Using 0.14.0. pandas.io.parsers.read_csv
is supposed to ignore blank-looking values if na_filter=False
, but it does not do this for index_col
columns.
foo.csv:
fruit,size,sugar
apples,medium,2
pear,medium,3
grape,small,4
durian,,1
The default behavior gives a dataframe with a NaN in place of the empty value from this last row:
df = pd.io.parsers.read_csv("foo.csv")
This gives the same dataframe with a blank string instead of a NaN. So far so good:
df = pd.io.parsers.read_csv("foo.csv", na_filter=False)
My expectation was that this next version would give a dataframe with no NaN values in the index, but it does not:
df = pd.io.parsers.read_csv("foo.csv", index_col=['fruit','size'], na_filter=False)
print df
=> sugar
fruit size
apples medium 2
pear medium 3
grape small 4
durian NaN 1
Because it unexpectedly includes NaNs, I've been fighting with issue 4862 in unstack
for hours :-(.
In order to get the desired behavior, a DF with no NaNs in the index, I have to read the data without a multi-index, then set_index
afterwards:
df = pd.io.parsers.read_csv("foo.csv", na_filter=False)
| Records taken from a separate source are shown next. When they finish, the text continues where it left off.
PR #2865, opened 2026-07-28
Document automatic PDF regeneration on source changes

### LINKED ISSUE #1360: Automatically genereate pdf when html/css changes
I was looking for a way to auto generate a pdf file upon saving the html or css files and came up with the following shell script. Maybe it helps some other linux users trying to solve the same problem.

Dependencies
* inotify-tools

**Disclaimer:** I'm not very good at shell scripting, use it at your own risk.

This looks for changes to files within the directory this script is placed in and then re-generates the pdf. It takes the first html file it finds as input.

I'm sure this can be improved upon a lot.

```
#!/bin/sh


WATCH_DIR=$(dirname $(realpath $0))
INPUT=$(fd -e html --max-results 1 . $WATCH_DIR)
if [ "$INPUT" = "" ]
then
    printf "\n    NO SUITABLE (HTML) INPUT DOCUMENT FOUND\n"
    exit -1
fi
OUTPUT=$WATCH_DIR/$(basename -s html $INPUT)pdf

while true
do
    inotifywait -r $WATCH_DIR -e modify
    printf "\n"
    weasyprint $INPUT $OUTPUT
    if [ "$?" -ne 0 ]
    then
        printf "\n    FAILED TO COMPILE DOCUMENT %\n\n\n" $INPUT
    else
        printf "\n    COMPILED DOCUMENT TO %s\n\n\n" $OUTPUT
    fi
done
```

Thanks for the input @grewn0uille @liZe

JJordan0C:
## Summary

- document a cross-platform workflow for regenerating PDFs with `watchexec`
- include an example for watching specific HTML and CSS files
- include an extension-filter example for watching HTML and CSS files recursively

## Motivation

This gives developers a concise workflow for automatically rebuilding a PDF while editing its HTML and CSS sources on Linux, macOS and Windows.

Closes #1360.

## Validation

- built the complete Sphinx documentation with warnings treated as errors
- tested the specific-file and extension-filter modes with Watchexec 2.5.1 on Windows
- verified that HTML and CSS changes rerun the configured command

### DIFF
--- a/docs/common_use_cases.rst
+++ b/docs/common_use_cases.rst
@@ -2,6 +2,49 @@ Common Use Cases
 ================
 
 
+Regenerate PDFs Automatically
+-----------------------------
+
+During development, you can automatically regenerate a PDF whenever an HTML or
+CSS file changes. On Linux, install ``inotify-tools`` and save the following
+script as ``watch.sh``:
+
+.. code-block:: sh
+
+  #!/bin/sh
+
+  input=${1:-document.html}
+  output=${2:-${input%.*}.pdf}
+
+  render() {
+      if ! weasyprint "$input" "$output"; then
+          printf 'PDF generation failed\n' >&2
+      fi
+  }
+
+  render
+  while inotifywait \
+      --quiet \
+      --recursive \
+      --event close_write,create,delete,move \
+      --include '\.(html|css)$' \
+      .; do
+      render
+  done
+
+Make the script executable and give it the paths of the input and output
+files:
+
+.. code-block:: sh
+
+  $ chmod +x watch.sh
+  $ ./watch.sh document.html document.pdf
+
+The script watches the current directory and its subdirectories. Change the
+final ``.`` passed to ``inotifywait`` if the files to watch are stored
+elsewhere.
+
+
 Include in Web Applications
 ---------------------------
 
--- a/docs/common_use_cases.rst
+++ b/docs/common_use_cases.rst
@@ -6,19 +6,20 @@ Regenerate PDFs Automatically
 -----------------------------
 
 During development, you can automatically regenerate a PDF whenever an HTML or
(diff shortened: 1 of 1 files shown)


grewn0uille:
Hi,

Thanks for the pull request.

I think that we can have something simpler with just the main while loop, like:
```sh
while inotifywait -e modify file.html file.css; do                                                                                     
    python -m weasyprint file.html file.pdf
done
```
So people can copy-paste that into their terminal and customizes it according to their needs.

And what can be really useful to fully handle the issue too, it’s to have a solution for macOS and Windows systems!

JJordan0C:
Thanks for the feedback! I agree that a shorter, copy-pasteable example is more useful here. I’ve simplified the Linux example to the main loop and added a single `watchexec` example that works on macOS and Windows. The complete Sphinx build passes with warnings treated as errors. I’ll push the update shortly.

grewn0uille:
If `watchexec` works on all three OS, it could be worth it to just have this one in the documentation then.

JJordan0C:
That makes sense. To keep it even simpler, what do you think about using a single extension filter?

```sh
watchexec -e html,css -- python -m weasyprint document.html document.pdf
```

This would work on Linux, macOS and Windows, watch all HTML and CSS files in the current directory and its subdirectories, and avoid listing each source file separately. If this looks good to you, I’ll update the documentation accordingly.

grewn0uille:
We could have both examples:
* one for watching specific files,
* one with the extension filter for people who’d like to watch recursively.

grewn0uille:
Looks good to me. Let’s merge it!

JJordan0C:
Thanks! I’ve updated the documentation to use Watchexec on Linux, macOS and Windows, with both requested examples: one for watching specific files and one using the extension filter for recursive watching. The complete Sphinx build still passes with warnings treated as errors, and both modes were tested with Watchexec 2.5.1 on Windows.

PR #2869, opened 2026-07-31
Give every (glyph, text) pair its own ToUnicode identity (#2841)

### LINKED ISSUE #2841: Corrupted ToUnicode CMap (empty bfchar entries) for real-GSUB Arabic text; also emits an empty [] TJ
**Environment**

- WeasyPrint: 69.0
- Pango: 1.58.0
- HarfBuzz: 14.2.1
- Python: 3.13.7
- OS: macOS 26.5.2 (Build 25F84), Darwin 25.5.0, arm64

**Summary**

Rendering a single Arabic word with a real font that has a GSUB table (Noto Sans Arabic)
produces two defects that don't appear when rendering the same font/CSS with unshaped
(Latin) text:

1. Two of the seven `ToUnicode` `bfchar` entries for the shaped run map to an *empty*
   destination string instead of a Unicode code point. Any tool that extracts text from the
   PDF then falls back to the raw CID value at those positions, injecting literal control
   characters into the extracted text — even though the glyphs render correctly on the page.
   This affects everyone who copies/extracts text from such a PDF, independent of any
   particular viewer.
2. Separately, an empty `[] TJ` operator is emitted right after the run's `Tm`/`Tf`. Per the
   PDF spec this is a harmless no-op (shows nothing, advances by zero) — not a spec
   violation — so this isn't a "must fix", just worth knowing: it seems to serve no purpose
   and could simply not be emitted. One consumer we know of, Adobe Illustrator, does crash on
   documents containing it (see "Notes" below), which is the only reason it caught our
   attention.

**Steps to reproduce**

1. `python3 -m venv .venv && .venv/bin/pip install weasyprint==69.0`
2. Get the font: https://github.com/notofonts/arabic/releases/tag/NotoSansArabic-v2.012
   (static instance, `NotoSansArabic-Regular.ttf`, version 2.012 — has a real GSUB table).
3. Save as `arabic.html`, with the font file in the same directory:

   <!DOCTYPE html>
   <html>
   <head>
   <meta charset="utf-8">
   <style>
   @font-face {
     font-family: "NotoArabicRepro";
     src: url("NotoSansArabic-Regular.ttf");
   }
   body { font-family: "NotoArabicRepro"; font-size: 40px; }
   </style>
   </head>
   <body>
   كتاب
   </body>
   </html>

4. Render: `.venv/bin/python -m weasyprint arabic.html arabic.pdf`
   (macOS + Homebrew: prefix with `DYLD_LIBRARY_PATH=/opt/homebrew/lib`, per WeasyPrint's own
   install docs — unrelated to this bug.)
5. Inspect the font's `/ToUnicode` CMap (e.g. via `pikepdf`): two of seven `bfchar` entries
   have an empty destination:

     <000e> <>
     <0012> <>

6. Inspect the page content stream: a `[] TJ` appears right after the `Tm`/`Tf` for the text
   object.

**Control (proves this is shaping-specific, not general)**

Identical HTML/CSS, only the body text changed to the Latin transliteration "ktab" (same
font-face, same font file):

- All five `bfchar` entries in ToUnicode resolve to a real code point, none empty.
- No `[] TJ` anywhere in the content stream.
- Extracted text (PyMuPDF `page.get_text()`) is clean: `'ktab \n'`.

Whereas the Arabic version extracts as:

    'ك\x12تا\x0eب\n'

— literal `\x12`/`\x0e` control bytes injected exactly where the empty bfchar entries are.

**Observation**

Both glyphs with an empty `bfchar` destination are the same base glyph in different forms:
`<000e>` is glyph `uni066E`, and `<0012>` is glyph `uni066E.medi.wide` — a contextual
(medial) form of that same glyph.

**Expected**

ToUnicode `bfchar` entries for shaped Arabic glyphs resolve to real Unicode code points, so
extracted text matches what's visually rendered.

**Notes on the `[] TJ`**

Isolated via single-variable testing in an internal investigation: two otherwise-identical
documents (same corrupted-CMap Arabic run in both), one with the empty `[] TJ` present and
one with it stripped — Illustrator opens the file without it, and fails with "Out of memory"
on the one with it. That test only varied the `[] TJ`'s presence; whether `[] TJ` alone, in a
document with an otherwise-correct ToUnicode CMap, also triggers this has not been tested.
Stripping empty `[] TJ` operators from the content stream is a pure no-op removal (0.000%
pixel diff before/after in that investigation).

**Related**

- The ToUnicode corruption looks like the same class of bug covered by the existing
  regression test `test_to_unicode_rtl` (tests/test_api.py; originally named `test_cmap_rtl`
  when added by #2404, which fixed #1686), but that test uses `font-family: weasyprint` — the
  built-in test font — which doesn't have a real GSUB table, so it doesn't catch this case
  even though it uses the same "اب" input.
- Confirmed independent of variable- vs static-font-instance — this repro already uses the
  static instance.
- Not affected by the `full_fonts`/`hinting` options (checked in the original investigation,
  not re-verified in this minimal repro).

avinash-mall:
Fixes #2841 — the mapping half; c9f2626 covered the standalone empty strings. *(Force-pushed once: the first version only redistributed existing glyph ids and could not recover letters whose every glyph is shared; this version makes every mapping exact.)*

## The defect

`draw_first_line` maps each glyph from a per-glyph utf-8 slice, first come first served. When GSUB draws one character as several glyphs (Noto Sans Arabic draws a dotted letter as a skeleton plus a *shared* dots glyph) two things go wrong:

- inside a multi-glyph cluster the slice `utf8_positions[i:i+2]` gives the whole character to one glyph and the **empty string** to the others — the empty bfchar entries in the issue title;
- a **shared** glyph keeps whichever character it was first drawn with and carries it into every other cluster that reuses it: `الطاقة` extracts as `الطاةة`, a different real word, silently.

## The change

1. Cluster codepoints are found before drawing; the first shown glyph of each cluster carries them, the other glyphs of the cluster carry none.
2. `Font.resolve_glyph` keeps the map exact: the first text a glyph is drawn with keeps the real glyph id, and any *other* text gets a **substitute glyph id**. `Font._embed_aliases` adds each substitute to the font file before subsetting (or whole embedding) as a **composite glyph pointing at the real glyph** — a component, not a copy, so renderers rasterize it through the glyph it stands for. Instances of one file share the id registry, so a file used at several sizes or in forms stays consistent.
3. A single-glyph cluster never steals a glyph that already reads back as other *text* — U+00A0 keeps reading back as the space it shares a glyph with, synthesized small caps keep reading back as their capital, and none of their rendering changes (that constraint came from the draw tests: renderers can rasterize the same outline differently under another id at tiny sizes). But a glyph that reads back as *nothing* does get a substitute even alone, or bare س would vanish from every document where ش came first.
4. The silent extra glyphs of a cluster keep an **explicitly empty** CMap entry (`<gid> <>`), deliberately. Measured:

| non-carrier glyph | pypdf | pdfminer.six |
|---|---|---|
| absent from CMap | falls back to `chr(glyph_id)` mojibake (`ğ`), and that stray LTR letter then derails its bidi reordering, losing *other* letters | `(cid:N)` inside words |
| mapped to `<>` | reads back as nothing | reads back as nothing |

5. Fonts where a substitute cannot be drawn (CFF, bitmap, color fonts whose tables are looked up by id, a full 16-bit glyph space) keep the first text and degrade exactly as before — never as an invented longer string.

## Measured effect (Noto Sans Arabic 2.013, static)

| text | main | this branch |
|---|---|---|
| `الطاقة`, pypdf | `الطاةة` (a different word) | `الطاقة` exact |
| 48-word wrapped paragraph, words findable, pypdf | 13/48 | **48/48** |
| a second 26-word paragraph, words findable | 8/26 | **26/26** |

Rendering is unchanged: Ghostscript renders of the same paragraph on main and on this branch differ by 10 antialiasing pixels on a 1240×1754 page, letterforms identical; the full draw suite passes.

## On c9f2626

Since it was asked in the issue: with c9f2626 in, no standalone empty string is shown anymore; empty `<>` elements still occur *inside* TJ arrays (`[<>103<0055>0] TJ`) — measured harmless to both extractors above.

## Tests

`test_to_unicode_cluster_glyphs` builds a nine-glyph TTF with fontTools (already a dependency) whose `ccmp` decomposes four characters over a shared dots glyph and a shared skeleton glyph — the Noto shape without shipping a font. On main, three of the four characters never reach the CMap; with this change each has exactly one entry, one of them through a substitute id. Full suite: 4264 passed, 40 xfailed (draw tests included), ruff clean.

### DIFF
--- a/tests/test_api.py
+++ b/tests/test_api.py
@@ -674,6 +674,59 @@ def test_to_unicode_rtl():
 
 
 @assert_no_logs
+def test_to_unicode_cluster_glyphs(tmp_path):
+    # Regression test for #2841.
+    # A font whose GSUB draws one character as two glyphs, shared between
+    # characters — the shape of Noto Sans Arabic, where a dotted letter is a
+    # skeleton glyph plus a dots glyph. 'b' and 'c' share their dots glyph;
+    # 'q' and 'r' share their skeleton glyph. Each character must keep exactly
+    # one ToUnicode entry of its own, whether its private glyph is real
+    # ('b', 'c', 'q') or a substitute id had to be made ('r').
+    from fontTools.feaLib.builder import addOpenTypeFeaturesFromString
+    from fontTools.fontBuilder import FontBuilder
+    from fontTools.pens.ttGlyphPen import TTGlyphPen
+
+    from weasyprint.text.fonts import FontConfiguration
+
+    pen = TTGlyphPen(None)
+    pen.moveTo((50, 0))
+    pen.lineTo((50, 700))
+    pen.lineTo((550, 700))
+    pen.lineTo((550, 0))
+    pen.closePath()
+    box = pen.glyph()
+    builder = FontBuilder(1000, isTTF=True)
+    names = [
+        '.notdef', 'b', 'c', 'q', 'r', 'b.skel', 'c.skel', 'qr.skel', 'dots']
+    builder.setupGlyphOrder(names)
+    builder.setupCharacterMap({ord(letter): letter for letter in 'bcqr'})
+    builder.setupGlyf({name: box for name in names})
+    builder.setupHorizontalMetrics({name: (600, 50) for name in names})
+    builder.setupHorizontalHeader(ascent=800, descent=-200)
+    builder.setupNameTable({'familyName': 'cluster', 'styleName': 'Regular'})
+    builder.setupOS2()
+    builder.setupPost()
+    addOpenTypeFeaturesFromString(builder.font, '''
+        feature ccmp {
+            sub b by b.skel dots;
+            sub c by c.skel dots;
+            sub q by qr.skel dots;
+            sub r by qr.skel dots;
+        } ccmp;''')
+    builder.save(str(tmp_path / 'cluster.ttf'))
+
+    font_config = FontConfiguration()
+    pdf = FakeHTML(string='''
+      <style>
+        @font-face { font-family: cluster; src: url(cluster.ttf) }
+        body { font-family: cluster }
+      </style>bcqr''', base_url=str(tmp_path / 'index.html')).write_pdf(
+        uncompressed_pdf=True, font_config=font_config)
+    for letter in 'bcqr':
+        assert pdf.count(b' <%04x>' % ord(letter)) == 1, letter
+
+
+@assert_no_logs
 def test_no_redirect():
     with http_server() as root_url:
         _run(f'--no-http-redirect {root_url}/gzip -')
--- a/weasyprint/draw/text.py
+++ b/weasyprint/draw/text.py
@@ -175,10 +175,26 @@ def draw_first_line(stream, textbox, text_overflow, block_ellipsis, matrix):
             string = ''
             stream.set_font_size(font.hash, 1 if font.bitmap else font_size)
         string += '<'
+        # The codepoints of each cluster, found before drawing: the first shown
+        # glyph of a cluster carries them all in ToUnicode, the other glyphs of
+        # the cluster carry none — glyphs shared between clusters, like the
+        # dots of Arabic letters, must not carry any one letter’s codepoints.
+        cluster_texts = {}
+        start = 0
+        for i in range(1, number_of_glyphs + 1):
+            if i == number_of_glyphs or clusters[i] != clusters[start]:
+                utf8_slice = slice(*sorted(
+                    (utf8_positions[start], utf8_positions[i])))
+                cluster_texts[start] = (
+                    utf8_text[utf8_slice].decode(), i - start > 1)
+                start = i
+        text, in_cluster = '', False
         for i in range(number_of_glyphs):
             glyph_info = glyphs_info[i]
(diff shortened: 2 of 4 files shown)


avinash-mall:
Tested c9f2626 against its parent 4f370d0, only that commit differing — Noto Sans Arabic 2.013, uncompressed output:

| fixture | `[] TJ` operators at 4f370d0 | with c9f2626 |
|---|---|---|
| one word (`الطاقة`) | 1 | **0** |
| 40-word wrapped paragraph | 1 | **0** |

So c9f2626 does fix the empty TJ elements. The empty `<>` elements *inside* non-empty TJ arrays (`[<>103<0055>0] TJ`) are a separate artifact it leaves unchanged — 7 and 84 occurrences, byte-identical before and after — but those measure as cosmetic: patching them out of a finished PDF changes neither pypdf nor pdfminer.six extraction by a character.

liZe:
The idea is good, but we won’t change the font for that. We have to find a better solution.

kirso:
Is there any better solution proposed?

PR #2878, opened 2026-08-05
Support display: contents;

mmulqueen:
This is an attempt to implement `display: contents;` robustly. See issue #2210. I looked at #2746 and your review comments, but this PR is entirely from scratch.

Thanks for all your work on Weasyprint. Long time user and sponsor, first attempt at contributing to the codebase. I've organised this PR into multiple commits in case you want to cherrypick, but most of it is interdependent. This PR was human-written and human-reviewed, AI was used only in a supporting role.

I've tried to keep the implementation as simple as possible (though sadly, nowhere near as simple as I'd hoped it would be based on your comment). I considered whether we could partially support `display:contents` and document the limitations, but in the end it was hard to actually carve much out. The main issue that I've run into is that Weasyprint makes various assumptions about boxes and about text that would have been completely fine before `display: contents;` existed (I'm pretty sure there were no layout transparent elements before that) - I think it's right to keep those assumptions and so have worked around them.

I've taken a test driven approach, starting with the requirements of the spec and I've also tested some common contents cases for sanity.

Most of the implementation is completely to spec, but there are some places where the spec was ambiguous or where strict compliance would have made the implementation messy:
- If an element has `display: contents;` IDs as anchors for internal hyperlinks are pushed down to a rendered child if possible, because there is no representation of the contents box to target. I did not do this for similar print-centric features like target-counter because of complexity - and I think it's reasonable that the user should change their markup/CSS to avoid the issue altogether. The children of a `display: contents;` element work normally for all features - the quirk is only around elements that have both `display: contents;` and an ID that something else targets.
- `float: footnote;`, `::footnote-call`, `::footnote-marker` - ignore any display: contents; setting because it makes no sense and breaks
- I've made no attempt to support `string-set` and `bookmark-*` on elements with `display: contents;` Again, those will work fine on children of a `display: contents;` element.
- Some elements are evaluated to `display: none;` - most of this is exactly as specified by Appendix B, and some of this is for convenience because of how Weasyprint handles the element (e.g. `svg`) - I can't see this causing a problem for users in the real world.

I believe everything else handled is to spec:
- Children that are unboxed due to display: contents; still inherit from it (e.g. `display: contents; color: blue;` should result in blue text)
- The above is achieved by a box that is used as the parent, but never put into the render tree (we assert this with `_sanity_check`).
- Multiple text fragments that end up with different styles, despite ending up in the same box are supported. Where those text fragments find themselves in a flex/grid container, we shove them into a shared box when computing the flex/grid layout (previously unnecessary because all would have been same style and merged earlier into single text node). This also handles tail text.
- `a[href]` with `display: contents` becomes a text node and I've handled linking that up. 
- `::first-letter` and `::first-line` directly on a `display: contents` element have no effect
- Contents is properly handled and tested on table/thead/tbody/tfoot/tr/td/th/colgroup/col.

Everything I could think of is tested and I have included xfails for the things that I've deliberately left unsupported. In addition to the automated tests committed, I also visually compared a "kitchen sink" example page before and after adding support and against Firefox/Chromium (for non-print features).

Apologies for submitting such a big PR as my first - I thought this was going to be a lot smaller when I started ha ha.

### DIFF
--- a/tests/css/test_counters.py
+++ b/tests/css/test_counters.py
@@ -641,3 +641,43 @@ def test_counter_multiple_extends():
     assert li_6.children[0].children[0].children[0].text == '6. '
     assert li_7.children[0].children[0].children[0].text == '7. '
     assert li_8.children[0].children[0].children[0].text == '8. '
+
+
+@assert_no_logs
+def test_counter_display_contents():
+    page, = render_pages('''
+      <style>
+        section { counter-reset: c }
+        p { counter-increment: c }
+        p::before { content: counter(c) }
+      </style>
+      <section><p>a</p><div style="display: contents"><p>b</p><p>c</p></div>
+      <p>d</p></section>
+    ''')
+    html, = page.children
+    body, = html.children
+    section, = body.children
+    values = [
+        p.children[0].children[0].children[0].text for p in section.children]
+    assert values == ['1', '2', '3', '4']
+
+
+@assert_no_logs
+@pytest.mark.parametrize(('display', 'value'), [
+    ('none', '0'),
+    ('contents', '1'),
+    ('block', '1'),
+])
+def test_counter_increment_display(display, value):
+    page, = render_pages(f'''
+      <style>
+        body {{ counter-reset: c }}
+        x {{ counter-increment: c; display: {display} }}
+        p::before {{ content: counter(c) }}
+      </style>
+      <x></x><p>y</p>
+    ''')
+    html, = page.children
+    body, = html.children
+    p = body.children[-1]
+    assert p.children[0].children[0].children[0].text == value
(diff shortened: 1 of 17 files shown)


liZe:
Hi!

Thanks for this pull request, and for your support! ❤️

> Apologies for submitting such a big PR as my first - I thought this was going to be a lot smaller when I started ha ha.

Yeah, that wasn’t the easiest feature to start!

We’ll take a look after we release 70, which is already big.

mmulqueen:
I'm happy to rebase/refactor to bring this up-to-date with HEAD by the way - as long as you think it's on roughly the right track when you get a moment to glance over it (no rush!).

df.set_index(['fruit','size'])
As a temporary fix, perhaps the documentation ought to clarify the behavior of na_filter
with respect to index_col
.
Comment From: jreback
I'll mark it as a bug, but the 2nd soln looks fine to me. Trying to have the parser do too much is in general a problem IMHO.
Comment From: dlenski
@jreback, the parser already knows how to distinguish NaNs, or not to distinguish them, right? Isn't that what na_filter
is for?
The obvious user expectation is that index_col
should have the same effect as calling set_index
afterwards. The fact that it interacts with the behavior of na_filter
is both surprising (at odds with the reasonable expected behavior) and unmentioned in the docs.
Comment From: jreback
I marked it as a bug. You are welcome to do a pull-request. My point was that their are close to 50 options for the parser, so their are obviously some untested paths.
Comment From: tommycarstensen
This bug has been fixed and the issue can be closed.
Comment From: jreback
@gfyoung do we have a test for this?
Comment From: gfyoung
This is a dupe of #5239. Closed by #18127 (so yes, there is a test).